**To do:**
The first line of the entries below, the line containing "(diff shortened: 1 of 2 files shown)", and every line between them should be repeated exactly, and nothing else.

**Data:**
PR #659, opened 2023-12-28
Adding mypy argument to ignore comment error

cjntaylor:
The `mypy` hook in pre-commit fails with `error: Unused "type: ignore" comment` on several test files. Assuming that these comments are necessary, this flag configures mypy to ignore these errors and allows the hook to pass. 

Alternatively, the offending comments could be removed if that solution is acceptable/preferable; doing so would also allow the hook to pass. Please let me know if this would be the case.

### DIFF
--- a/.pre-commit-config.yaml
+++ b/.pre-commit-config.yaml
@@ -26,6 +26,7 @@ repos:
     rev: v1.8.0
     hooks:
       - id: mypy
+        args: [--no-warn-unused-ignores]
         additional_dependencies:
           - pytest
           - trio >= 0.23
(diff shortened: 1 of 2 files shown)


agronholm:
I'm hoping that you saw my [comment](https://github.com/agronholm/anyio/pull/655#issuecomment-1871464714) on the other PR. I'm not favorable to ignoring the comment errors, and I provided an alternative.

cjntaylor:
I just did - I'll drop this PR. The workaround is fine but feels unnecessary as it'll slow down the commit check pretty considerably. If it's acceptable to you to temporarily disable pre-commit in that context, I'll just do that.

agronholm:
The checks are not really skipped if you do a manual run when this happens. _Some_ workaround will be necessary until this is sorted on the mypy side.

**Written response:**
PR #659, opened 2023-12-28
Adding mypy argument to ignore comment error

cjntaylor:
The `mypy` hook in pre-commit fails with `error: Unused "type: ignore" comment` on several test files. Assuming that these comments are necessary, this flag configures mypy to ignore these errors and allows the hook to pass. 

Alternatively, the offending comments could be removed if that solution is acceptable/preferable; doing so would also allow the hook to pass. Please let me know if this would be the case.

### DIFF
--- a/.pre-commit-config.yaml
+++ b/.pre-commit-config.yaml
@@ -26,6 +26,7 @@ repos:
     rev: v1.8.0
     hooks:
       - id: mypy
+        args: [--no-warn-unused-ignores]
         additional_dependencies:
           - pytest
           - trio >= 0.23
(diff shortened: 1 of 2 files shown)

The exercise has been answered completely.